DIRECTIONS FOR THIS TASK =
Below are the records; give again exactly the line with "-211,7 +211,7 @@", the line with "use super::*;", and each line that lies between them, and nothing besides.

= = = = =

PR #501, opened 2024-04-22
Fix lazy NACK timeouts enabling

evdokimovs:
In commit "Lazily enable nack timeouts" ([f72b690][1]) was introduced optimization of NACK timeouts enabling, this commit added `Streams::any_nack_enabled` resetting in `Streams::stream_rx_by_mid_rid()`, but `Streams` has exact the same method called `Streams::rx_by_mid_rid` (which is used under the hood in `Direct::stream_rx_by_mid`) which wasn't updated. So if you're getting `StreamRx` from Direct API and call `suppress_nack(false)` on it, then `any_nack_enabled` is not updated, resulting in NACKs not being transmitted.

This PR removes this duplication of methods `rx_by_mid_rid` and `tx_by_mid_rid` in favor of `stream_tx_by_mid_rid` and `stream_rx_by_mid_rid`.

[1]: https://github.com/algesten/str0m/commit/f72b690dc7961dc40d1c30f1bbbc692d83b13125

### DIFF
--- a/src/change/direct.rs
+++ b/src/change/direct.rs
@@ -211,7 +211,7 @@ impl<'a> DirectApi<'a> {
 
     /// Obtain a recv stream by looking it up via mid/rid.
     pub fn stream_rx_by_mid(&mut self, mid: Mid, rid: Option<Rid>) -> Option<&mut StreamRx> {
-        self.rtc.session.streams.rx_by_mid_rid(mid, rid)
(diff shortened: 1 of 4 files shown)


algesten:
Oh wow. This is a big 🤦  :D

algesten:
Thanks!

PR #503, opened 2024-04-24
chore: set logger without mucking around with env vars

thomaseizinger:
Env vars are global to a process. Setting them from within the tests is problematic because those tests are run concurrently in the same process.

`tracing` allows us to set a logger for the current stack scope using `set_default`. Instead of fighting over which test should initialize the logger, we can only set it for the current scope of each test.

### DIFF
--- a/src/ice/agent.rs
+++ b/src/ice/agent.rs
@@ -1571,7 +1571,7 @@ impl IceAgent {
 mod test {
     use super::*;
     use std::net::SocketAddr;
-    use std::sync::Once;
+    use tracing_subscriber::util::SubscriberInitExt as _;
 
     impl IceAgent {
         fn pair_indexes(&self) -> Vec<(usize, usize)> {
@@ -1746,21 +1746,10 @@ mod test {
 
     #[test]
     fn form_pairs_replace_remote_redundant() {
-        use std::env;
-        use tracing_subscriber::{fmt, prelude::*, EnvFilter};
-
-        if env::var("RUST_LOG").is_err() {
-            env::set_var("RUST_LOG", "debug");
-        }
-
-        static START: Once = Once::new();
-
-        START.call_once(|| {
-            tracing_subscriber::registry()
-                .with(fmt::layer())
-                .with(EnvFilter::from_default_env())
-                .init();
-        });
+        let _guard = tracing_subscriber::fmt()
+            .with_env_filter("debug")
+            .with_test_writer()
+            .set_default();
 
         let mut agent = IceAgent::new();
         agent.set_ice_lite(true);
--- a/examples/chat.rs
+++ b/examples/chat.rs
@@ -19,25 +19,25 @@ use str0m::media::{Direction, KeyframeRequest, MediaData, Mid, Rid};
 use str0m::media::{KeyframeRequestKind, MediaKind};
 use str0m::net::Protocol;
 use str0m::{net::Receive, Candidate, Event, IceConnectionState, Input, Output, Rtc, RtcError};
+use tracing::subscriber::DefaultGuard;
+use tracing_subscriber::util::SubscriberInitExt as _;
+use tracing_subscriber::EnvFilter;
 
 mod util;
 
-fn init_log() {
-    use std::env;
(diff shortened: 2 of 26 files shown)


src/ice/agent.rs
```diff
@@ -1746,21 +1746,10 @@ mod test {
...
-
-        START.call_once(|| {
-            tracing_subscriber::registry()
-                .with(fmt::layer())
-                .with(EnvFilter::from_default_env())
-                .init();
-        });
+        let _guard = tracing_subscriber::fmt()
+            .with_env_filter("debug")
+            .with_test_writer()
```
thomaseizinger, line 1751: See https://docs.rs/tracing-subscriber/latest/tracing_subscriber/fmt/struct.SubscriberBuilder.html#method.with_test_writer for why this is useful in tests.

lolgesten:
What problem are you trying to fix?

thomaseizinger:
> What problem are you trying to fix?

I hit a panic when trying to use `set_default` in one of the tests because another test was already setting a global logger.

I figured that setting the env var and using a `OnceCell` is kind of a hack so I opened this PR as a way to only set a logger for the current test.

algesten:
This is tailored to my workflow. My requirements are:

1. cargo test shows me log for the integration tests. It's enough for me to run `cargo test flappy_ice_lite_state` to get my reasonable defaults.
2. I can override using `RUST_LOG` like so: `RUST_LOG=blaha=trace cargo test flappy_ice_lite_state`

With 1, this is what I expect.

```text
martin@nugget:~/dev/str0m$ cargo test flappy_ice_lite_state
    Finished test [unoptimized + debuginfo] target(s) in 0.06s
…
running 1 test
2024-04-24T04:41:07.790877Z  INFO str0m::ice_::agent: Add local candidate: Candidate(host=1.1.1.1:1000/udp prio=2130706175)
2024-04-24T04:41:07.790927Z  INFO str0m::ice_::agent: Add local candidate: Candidate(host=2.2.2.2:2000/udp prio=2130706175)
2024-04-24T04:41:07.790977Z DEBUG str0m::channel: Allocate channel id: ChannelId(0)
2024-04-24T04:41:07.791111Z DEBUG str0m::change::sdp: Create offer
2024-04-24T04:41:07.791117Z DEBUG str0m::change::sdp: Accept offer
```

This PR seem to not have any reasonable defaults.

thomaseizinger:
> cargo test shows me log for the integration tests. It's enough for me to run `cargo test flappy_ice_lite_state` to get my reasonable defaults.

cargo's default behaviour is to not show logs if the test is passing. To override that, you need to pass `--nocapture`. Taken that into account, running `cargo test flappy_ice_lite_state -- --nocapture` does indeed display the logs.

I did notice that RA didn't show me all usages of `init_log` and the guard was dropped too early (including for the test you mentioned) which is now fixed.

If you don't want the `--nocapture` behaviour then we can remove the `with_test_writer` from the logger setup. However, having passing tests be quiet by default is IMO kinda nice.

algesten:
> cargo's default behaviour is to not show logs if the test is passing. To override that, you need to pass `--nocapture`. Taken that into account, running `cargo test flappy_ice_lite_state -- --nocapture` does indeed display the logs.

Fully aware of all that. And no, I don't want to write `--nocapture` on every test run.

thomaseizinger:
> > cargo's default behaviour is to not show logs if the test is passing. To override that, you need to pass `--nocapture`. Taken that into account, running `cargo test flappy_ice_lite_state -- --nocapture` does indeed display the logs.
> 
> Fully aware of all that. And no, I don't want to write `--nocapture` on every test run.

We can remove `with_test_writer` then!

I would like to understand the reasoning though. In what scenario do you need to see the output of a passing test?

algesten:
> I would like to understand the reasoning though. In what scenario do you need to see the output of a passing test?

Many times when I use the integration tests, it's to follow a flow of events happening. My use case is not necessarily a pass/fail check, it's figuring out what's going on using an integration test as reproduction.

This is different to unit tests, where there pretty much always is a pass/fail and I have no need to see logs for that.

PR #504, opened 2024-04-24
fix: only invalidate candidates of the same kind

thomaseizinger:
We ran into a bug where a candidate was incorrectly invalidated based on IP only without considering the kind of candidate. The bug was in our software because we didn't invalidate a host candidate and our tests didn't catch it because there, we invalidated it "accidentially" by wanting to invalidate the corresponding srflx candidate. The (unit)-tests don't have a NAT so there host == srflx. But in the real world, we had a NAT but the two nodes were on the same subnet, thus they ended up making a host-host connection and failed to migrate that to another candidate because it was never invalidated.

### DIFF
--- a/src/ice/agent.rs
+++ b/src/ice/agent.rs
@@ -700,11 +700,12 @@ impl IceAgent {
     /// Returns `true` if the candidate was found and invalidated.
     #[allow(unused)]
     pub fn invalidate_candidate(&mut self, c: &Candidate) -> bool {
-        if let Some((idx, other)) =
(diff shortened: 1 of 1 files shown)


algesten:
It's our own API, if we want kind, I don't see why not.

thomaseizinger:
@algesten Rebased on latest main now that #498 is merged.

lolgesten (approved):
Looks good!

algesten (approved):
(too early to juggle my two github users)

PR #510, opened 2024-04-30
Tune some logging levels

xnorpx:
To reduce the chattiness on debug move some packet level logging to trace.

### DIFF
--- a/src/ice/agent.rs
+++ b/src/ice/agent.rs
@@ -1333,9 +1333,11 @@ impl IceAgent {
 
         let reply = StunMessage::reply(req.trans_id, req.source);
 
-        debug!(
+        trace!(
             "Send STUN reply: {} -> {} {:?}",
-            local_addr, remote_addr, reply
+            local_addr,
+            remote_addr,
+            reply
         );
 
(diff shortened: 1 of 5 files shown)


algesten:
@thomaseizinger @davibe @k0nserv in case you want to check whether these proposed log changes would negatively affect you.

k0nserv:
Fine by me!

src/ice/agent.rs
```diff
@@ -1333,9 +1333,11 @@ impl IceAgent {
 
         let reply = StunMessage::reply(req.trans_id, req.source);
 
-        debug!(
+        trace!(
```
thomaseizinger, line 1336: If this is changed to trace, perhaps the sending side should be changed too?

thomaseizinger (approved):
One comment but overall, this follows a convention that we've been following in our codebase: Anything that happens _per packet_ is on `trace`.

src/ice/agent.rs
xnorpx: good catch, updated

xnorpx:
@algesten can this be merged?

algesten (approved):

algesten:
Let's do this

= = = = =

RESPONSE FOR THIS EXERCISE =
@@ -211,7 +211,7 @@ impl<'a> DirectApi<'a> {
 
     /// Obtain a recv stream by looking it up via mid/rid.
     pub fn stream_rx_by_mid(&mut self, mid: Mid, rid: Option<Rid>) -> Option<&mut StreamRx> {
-        self.rtc.session.streams.rx_by_mid_rid(mid, rid)
(diff shortened: 1 of 4 files shown)


algesten:
Oh wow. This is a big 🤦  :D

algesten:
Thanks!

PR #503, opened 2024-04-24
chore: set logger without mucking around with env vars

thomaseizinger:
Env vars are global to a process. Setting them from within the tests is problematic because those tests are run concurrently in the same process.

`tracing` allows us to set a logger for the current stack scope using `set_default`. Instead of fighting over which test should initialize the logger, we can only set it for the current scope of each test.

### DIFF
--- a/src/ice/agent.rs
+++ b/src/ice/agent.rs
@@ -1571,7 +1571,7 @@ impl IceAgent {
 mod test {
     use super::*;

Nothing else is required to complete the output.